You are viewing a plain text version of this content. The canonical link for it is here.

Posted to common-user@hadoop.apache.org by Thomas Thevis <Th...@semgine.com> on 2008/04/16 13:22:29 UTC

ID Service with HBase?

Hello list readers,

I'd like to perform mass data operations resulting in several output 
files with cross-references between lines in different files.
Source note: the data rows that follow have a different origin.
PR #602, opened 2018-11-26
graph, store, graphql: Add `entityCount` field to subgraph entities

### LINKED ISSUE #583: Add more fields to subgraphs and their manifests

leodasvacas:
Resolves #583 (the url should be tracked in a different issue).

This adds the `entityCount` field. Instead of storing it with the data and incrementing on every entity insert, which would be error-prone, this introduces the concept of a "calculated field", which is a field of an entity that is not in the store but rather calculated on the fly. We can probably also use this for `__typename`.

### DIFF
--- a/graphql/src/store/resolver.rs
+++ b/graphql/src/store/resolver.rs
@@ -5,6 +5,7 @@ use std::result;
 use std::sync::Arc;
 
 use graph::components::store::*;
+use graph::data::subgraph::schema::{SUBGRAPHS_ID, SUBGRAPH_ENTITY_TYPENAME};
 use graph::prelude::*;
 
 use prelude::*;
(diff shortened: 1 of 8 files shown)


graphql/src/store/resolver.rs
```diff
@@ -182,6 +183,30 @@ where
                 _ => true,
             }).unwrap_or(true)
     }
+
+    /// Compute special fields that are not stored such as as `entityCount`.
+    fn add_computed_fields(
```
Jannis: Overall, this is great, but I would do this part differently. Adding computed fields like this will mean that we'll always count entities for all subgraphs, even if `entityCount` is not part of the query.

What I would do instead is resolve fields like this lazily. Here's what I'd recommend:

1. Change the signature of `Resolver::resolve_scalar_value` so that it takes the object type and the field name:
   ```rust
   fn resolve_scalar_value(
       &self,
       object_type: &s::ObjectType,
       field_name: &q::Name,
       scalar_type: &s::ScalarType,
       value: Option<&q::Value>,
   ) -> q::Value {
   ```
2. Implement `resolve_scalar_value` in `StoreResolver`. Something like this should do:
   ```rust
    fn resolve_scalar_value(
        &self,	
        object_type: &s::ObjectType,
        field_name: &q::Name,
        scalar_type: &s::ScalarType,
        value: Option<&q::Value>,
    ) -> q::Value {
        match field_name.as_str() {
          "entityCount" => {
            ... parse subgraph ID, if possible, fall back to value ...
            ... obtain entity count ...
          },
          _ => value
        }.and_then(|value| value.coerce(scalar_type)).unwrap_or(q::Value::Null)
    }
   ```

Jannis: But I'm not completely convinced of my approach because it makes adding support for GraphQL interfaces harder (which don't have `ObjectType`). Perhaps let's go with your approach first.

PR #621, opened 2018-12-02
Fix subgraph_deployments migration not running

Jannis:
This ensures that the `subgraph_deployments` table migration is always being run. Previously, it was added as part of the old `subgraphs` table migration and so Diesel wouldn't run it if the `subgraphs` table already existed (or rather, if its migration had already been run once).

Giving the `subgraph_deployments` migration its own ID ensures it is being performed.


leodasvacas:
This duplicates the existing `up` migration. Shouldn't we be moving rather than duplicating the migration?

Jannis:
@leodasvacas Oh, yes, I forgot to commit the removal from the other file.

timmclean (approved):

PR #624, opened 2018-12-03
Don't include __typename in schema introspection

### LINKED ISSUE #431: Support __typename meta field on entities

Jannis:
I was considering to drop generating the __typename field at all but that has other implications (like query execution not returning values for the field at all because it wouldn't exist on the types).

Fixes #431 (or rather, the bug caused by the initial implementation of `__typename`).


Jannis:
Obsoleted by #628.

PR #627, opened 2018-12-04
Add cost column to subgraph_deployments table

### LINKED ISSUE #619: Add cost column to subgraph deployments
Use `sum(cost)` instead of `count(*)` to measure load on a graph-node

timmclean:
Resolves #619


Jannis (changes requested):
Shouldn't we also write a cost of `1` when adding a deployment? Otherwise the costs of all nodes will be `0` unless we change it manually.

timmclean:
@Jannis happens automatically :)
The `DEFAULT 1` column constraint applies to future insertions too, not just the initial column creation

Jannis (approved):

PR #628, opened 2018-12-04
Insert `__typename` at query time

### LINKED ISSUE #431: Support __typename meta field on entities

leodasvacas:
This makes it so we no longer add `__typename` to the schema (which does not conform to the spec) neither store it in the store (which is inefficient) but instead insert it at query time.

Fixes #431 for good. Alternative to #624.


adamsoffer:
Nice one! Thanks for this.

PR #1220, opened 2019-09-21
store: Improve error message for missing non-nullable attributes

lutter:


store/postgres/src/relational_queries.rs
```diff
@@ -596,7 +596,8 @@ impl<'a> InsertQuery<'a> {
         for column in table.columns.iter() {
             if !column.is_nullable() && !entity.contains_key(&column.field) {
                 return Err(StoreError::QueryExecutionError(format!(
-                    "can not insert entity {}[{}] since value for {} is missing",
+                    "can not insert entity {}[{}] since value for non-nullable attribute {} is missing. \
+                     To fix this, mark the attribute as nullable in the GraphQL schema.",
```
Jannis: `or make sure to set the attribute.`?

lutter: Added that to the error message.

PR #1229, opened 2019-09-23
Set min_idle_connections on ConnectionPool

olibearo:
Since adding support for multiple networks on one `graph-node`, there are nodes with idle connection pools for networks they are not using.

The `idle_timeout` defaults to `10` minutes: https://docs.diesel.rs/r2d2/struct.Builder.html#method.idle_timeout.

### DIFF
--- a/store/postgres/src/store.rs
+++ b/store/postgres/src/store.rs
@@ -158,6 +158,7 @@ impl Store {
             // turns off this timeout and makes it possible that work needing
             // a database connection blocks for a very long time
             .connection_timeout(Duration::from_secs(6 * 60 * 60))
+            .min_idle(Some(1))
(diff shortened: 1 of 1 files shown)


Jannis:
@olibearo Doesn't this mean that each node will maintain at least 1 idle connection, but could still ramp it up to 10 eventually? Shouldn't we set min = max so all nodes maintain as many idle connections as they might eventually use?

olibearo:
I dug into the R2D2 connection pool lib today and decided it's best to avoid setting `min_idle` right now. Right now the Postgres server being exhausted with connections produces a clear error on start up.

Let's prioritize this work (https://github.com/graphprotocol/graph-node/issues/1232) to reduce the number of connections used in the hosted service.

PR #1233, opened 2019-09-23
Do not allocate event_meta_data when it is not needed

lutter:


store/postgres/src/entities.rs
```diff
@@ -1103,7 +1126,12 @@ impl JsonStorage {
             None => return Ok(()),
             Some(event) => event,
         };
-
+        let event_id = match history_event.id {
+            Some(id) => id,
+            None => unreachable!(
+                "we always allocate an event_id when we need to record metadata history"
+            ),
+        };
```
leoyvens: This is an `expect`.

leoyvens:
I'd rather pass this review to someone who knows how history events work, possibly @fordN or @Jannis.

store/postgres/src/entities.rs
lutter: D'oh. Thanks for pointing that out. Fixed.

lutter:
Rebased to latest master and addressed review comment.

For this 
purpose, I want to use a kind of ID service and I wonder whether I could 
use HBase for this task.
However, until now I was not able to use the HBase locking mechanism in 
a way that newly created IDs are unique.

The setup:
- each Mapper has its own instance of an IDSevice implementation
- each IDService instance has its own reference to the ID table in the HBase

The code snippet which is used to return and update IDs:
[code]
final String columnName = this.config.get(ID_COLUMN_ID);
final Text column = new Text(columnName);
final String tableName = this.config.get(ID_SERVICE_TABLE_ID);
final HTable table = new HTable(this.config, new Text(tableName));
final Text rowName = new Text(namespace);
final long startValue;

final long lockid = table.startUpdate(rowName);
final byte[] bytes = table.get(rowName, column);
if (bytes == null) {
     startValue = 0;
} else {
     final ByteArrayInputStream byteArrayInputStream
         = new ByteArrayInputStream(bytes);
     final LongWritable longWritable = new LongWritable();
     longWritable.readFields(new DataInputStream(byteArrayInputStream));
     startValue = longWritable.get();
}
final long stopValue = startValue + size;
table.put(lockid, column, new LongWritable(stopValue));
table.commit(lockid);
[/code]

As stated above, resulting IDs are not unique, about a quarter of all 
created IDs appears several times.
Now my question: Do I use the locking mechanism the wrong way or is my 
approach to use HBase locking and synchronizing for this task completely 
wrong?

Thanks,

Thomas

Re: ID Service with HBase?

Posted by Bryan Duxbury <br...@rapleaf.com>.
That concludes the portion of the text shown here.